Well I should not have tried to out guess the indicator. The cycles came very close to being in phase, but the phase coherence failed to sync and the market continued the upward trend. This can be seen as two lines moving parallel rather than crossing in the middle sub-chart.

Someone recently told me my charts look like Tron. I saw the first one, but have yet to see the latest film. I had to laugh because I knew what they meant. I'm like a mad scientist, and I suppose these charts are looking pretty bizarre.

Basically these studies will show Red on the Lead Wave for Bearish and Green for Bullish. There is a lot of information concerning phase angles, but that's more for me, as I'm still trying to tweak this indicator and learn more about the phase angles.

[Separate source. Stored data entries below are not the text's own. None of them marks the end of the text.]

PR #1885, opened 2018-09-16
fix rating

PrajwalM2212:
Fix rating issue


PrajwalM2212:
screenshot_1537086718

PR #1913, opened 2018-09-22
Fixes #1519, closes #1373: "Share to Open Food Facts" always says it will upload the picture when the network is available

### LINKED ISSUE #1373: Improvements to the share with Open Food Facts feature
- Always says it will upload the picture when the network is available (doesn't create any offline product, and the network is actually available in those cases)
- Doesn't work when selecting two or more pictures
- It should show the shared picture even when a barcode is detected
- It should let you zoom on the picture when no barcode is detected
- The Share menu should be named "Add to Open Food Facts" instead of just "Open Food Facts"

### LINKED ISSUE #1519: "Share to Open Food Facts" always says it will upload the picture when the network is available
Always says it will upload the picture when the network is available (doesn't create any offline product, and the network is actually available in those cases)

image

image

brandenfung:
## Description
Fixed improper retrieval of image path from a content Uri that was used to upload the image.

Fixes #1519 
Closes #1373

### DIFF
--- a/app/src/main/AndroidManifest.xml
+++ b/app/src/main/AndroidManifest.xml
@@ -62,14 +62,16 @@
             <intent-filter>
                 <action android:name="android.intent.action.SEARCH" />
             </intent-filter>
-            <intent-filter>
+            <intent-filter
+                android:label="@string/intent_filter_share_label">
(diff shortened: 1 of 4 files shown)


teolemon:
Merged. Thanks @brandenfung and @Karljoones

PR #1983, opened 2018-10-23
Show additive overexposure table even if wikidata is missing

ripetrescu:
Signed-off-by: Rares Petrescu <petrescu.rares@gmail.com>

Change the default behaviour when clicking a moderate/high additive by showing the overexposure table even if wikidata is missing.

Before this change, if the wikidata was missing, a click on the additive name will automatically search for products containing the additive.
With this patch, if wikidata is missing, we hide the description and the wiki button from additive details popup, but we still display the overexposure table and the search button.

### DIFF
--- a/app/src/main/java/openfoodfacts/github/scrachx/openfood/views/product/ingredients/IngredientsProductFragment.java
+++ b/app/src/main/java/openfoodfacts/github/scrachx/openfood/views/product/ingredients/IngredientsProductFragment.java
@@ -336,7 +336,9 @@ public class IngredientsProductFragment extends BaseFragment implements IIngredi
                             }
                         } else {
                             if (additive.hasOverexposureData()) {
-                                productActivity.showBottomScreen(null, additive);
+                                if (productActivity != null && !productActivity.isFinishing()) {
+                                    productActivity.showBottomScreen(null, additive);
+                                }
                             } else {
                                 ProductBrowsingListActivity.startActivity(getContext(), additive.getName(), SearchType.ADDITIVE);
                             }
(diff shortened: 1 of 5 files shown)


app/src/main/java/openfoodfacts/github/scrachx/openfood/views/product/ingredients/IngredientsProductFragment.java
```diff
@@ -70,569 +75,675 @@
...
-            }
-
-        } else {
-            // take a picture
-            if (ContextCompat.checkSelfPermission(getActivity(), CAMERA) != PERMISSION_GRANTED) {
-                ActivityCompat.requestPermissions(getActivity(), new String[]{CAMERA}, MY_PERMISSIONS_REQUEST_CAMERA);
-            } else {
-                EasyImage.openCamera(this, 0);
+public class IngredientsProductFragment extends BaseFragment implements IIngredientsProductPresenter.View
+{
```
brandenfung: why is the formatting changed in this file

ripetrescu: You are right. I was working on a different project that is using a different formatting and I forgot to switch it back before pushing the patch. So I reformatted again and updated the mr.
Thanks.

app/src/main/java/openfoodfacts/github/scrachx/openfood/views/product/ingredients/IngredientsProductFragment.java
```diff
@@ -316,63 +321,64 @@ public void refreshView(State state) {
...
-                                }
+                    apiClientForWikiData.doSomeThing(additive.getWikiDataId(), (value, result) -> {
+                        ProductActivity productActivity = (ProductActivity) getActivity();
+                        if (value) {
+                            if (productActivity != null && !productActivity.isFinishing()) {
+                                productActivity.showBottomScreen(result, additive);
+                            }
+                        } else {
+                            if (additive.hasOverexposureData()) {
+                                productActivity.showBottomScreen(null, additive);
```
brandenfung: null check & isFinishing check for productActivity

ripetrescu: Done. Pushed a new patch.

teolemon:
Merging, thanks @ripetrescu and thanks @brandenfung 👍

PR #1995, opened 2018-11-10
Removed unused string resources

### LINKED ISSUE #1991: Check whether those strings are still in use
```
    <string name="seconds_ago">seconds ago</string>
    <string name="minutes_ago">minutes ago</string>
```
Check whether those strings are still in use. If they are still in use, they should be using placeholders and probably plural/singular.
Also, if so change the name of the string to avoid a bug with persistant translations within crowdin

brandenfung:
## Description
Removed the unused string resources

closes #1991


teolemon:
Looks good to me.

teolemon:
Thanks, merged.

Issue #2007, opened 2018-11-17
Adding a tweakable call to action in home


teolemon:
Adding a tweakable call to action in home that would use a file on the Open Food Facts server, and that we could update on the fly.

![image](https://user-images.githubusercontent.com/1689815/48661748-66b5d300-ea77-11e8-8685-fa1dbe6aa669.png)

jaindiv26:
@teolemon Here's just a sample how it would look, Do we also need to update this textView if not please give a suggestion about what would be the proper text for this, and also I need the API that would give a proper json for opening the SummaryProductFragment.

![screenshot_2018-12-03-22-56-24-650](https://user-images.githubusercontent.com/32436867/49390587-65f78f00-f74f-11e8-8577-e9b3c3235546.jpeg)

shiv07tiwari:
@teolemon  Hello !
Can I work on this issue ?
If yes, what exactly do we need to show in the web page that we will open ?

jaindiv26:
@shiv07tiwari I'm already working on this feature.

shiv07tiwari:
Okay no issue.

PR #2012, opened 2018-12-03
Initial progress, for tweakable reference to dynamic product

jaindiv26:
## Description
@teolemon Here's just a sample how it would look, Do we also need to update this textView if not please give a suggestion about what would be the proper text for this, and also I need the API that would give a proper json for opening the SummaryProductFragment.

Issue Number: #2007 
 
 ## Screen-shots,

screenshot_2018-12-03-22-56-24-650


teolemon:
The idea is to make it a simple link to open in a webview, and to fetch the link from the server, if available, very much like the product count.
@stephanegigandet can you put up a file that would contain a short call to action wrapped by a <a> tag ?

jaindiv26:
@teolemon What if when we click on the textView instead of opening a webview, we open the SummaryProductFragment.

teolemon:
I want the system to be flexible. Being able to display an arbitrary webpage if we need it (product recall, blog post,…)
It's not really to display a single product.

jaindiv26:
@teolemon Please provide the appropriate text for the textView and the URL.

teolemon:
@jaindiv26 
https://world.openfoodfacts.org/files/tagline/tagline-en.json

jaindiv26:
@teolemon @Karljoones Here is the Screen Record of the changes I made. Please review.
https://drive.google.com/file/d/1BYASbIZOx5Y8arnA3mX28lLof9lX2-C5/view?usp=sharing

teolemon:
@stephanegigandet We need your input as to how we should query the server.

teolemon:
@jaindiv26 I've tweaked the JSON, based on suggestions by Stéphane:
https://static.openfoodfacts.org/files/tagline/tagline.json

- It's now multilingual
- It should try to match your exact Android locale (language + country)
- Fall back to at least your language
- Fall back to default
- Also, it shouldn't be clickable if no url is specified (I've included an example for Portuguese)

jaindiv26:
@teolemon Please give updates on this PR.

teolemon:
I got yesterday feedback from @stephanegigandet (see the comment just above) and I created a new multilingual JSON in response

jaindiv26:
Let me commit my changes.

app/src/main/java/openfoodfacts/github/scrachx/openfood/fragments/HomeFragment.java
```diff
@@ -192,4 +221,45 @@ public void onError(Throwable e) {
...
+
+    }
+
+    private void getTagline(){
+
+       Call<ArrayList<TaglineLanguageModel>> call = apiClient.getTagline();
+       call.enqueue(new Callback<ArrayList<TaglineLanguageModel>>() {
+           @Override
+           public void onResponse(Call<ArrayList<TaglineLanguageModel>> call, Response<ArrayList<TaglineLanguageModel>> response) {
+               if(response != null){
```
ripetrescu: You should check by **if (response.isSuccessful())** and handle it properly, otherwise the body might be null leading to NPE.

jaindiv26:
@stephanegigandet @ripetrescu All the requested changes are done. This is the screen recording, please review. https://drive.google.com/file/d/17itaMYGQbebKMkJBVNMzlXRCU283v--W/view?usp=sharing

teolemon:
Thank you so much @jaindiv26 for your patience during the back and forth
Thanks @ripetrescu for the review. Merging

PR #2014, opened 2018-12-04
Change the Allergen Fragment to show a message when empty

rahul-jha98:
##Description
The message which was supposed to be a popup is now embedded in the fragment view. It is visible when the list is empty and is hidden if the list has one element. According to me it was a better option as the view was quite empty when no items were present in the list.
Make sure that the code is fine. I have tried to use variable names as self-explanatory as possible.

#fixes 429 Transfer the allergen warning popup into the view

##Checklist
Simple UI change with few changes in code.
So satisfied almost all the checklist items


teolemon:
Merging. Thank you @rahul-jha98 and @brandenfung

PR #2040, opened 2018-12-30
hunger games for android

### LINKED ISSUE #2031: Add the category game in a webview accessible from the category explorer
image
Add the category game in a webview accessible from the category explorer. The banner doesn't need to be orange, it can be the same color as categories.

PrajwalM2212:
fixes #2031 

screenshot_1546142313


teolemon:
Note to self, change to the production URL before release.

For those of you who are interested, I have included below, a couple of web sites where you can go to see where I got my information. The math is quite complicated, but there is a description. Here are two sites I used for information.

http://cycles.technicalanalysis.org.uk/Tutorial.pdf

http://www.aspenres.com/documents/help/userguide/help/mesahelp/mesa1Using_MESA_by_John_Ehlers.html

I'll include the basic premise below. The arrow mentioned in the first sentence is in reference to a visual aid where an arrow much like the hand of a clock is pictured.

If we let the arrow be the hypotenuse of a right triangle we can convert the description of the arrow from length and angle to two orthogonal components - the other two legs of the right triangle. The vertical component is L*Sin(θ) and the horizontal component is L*Cos(θ).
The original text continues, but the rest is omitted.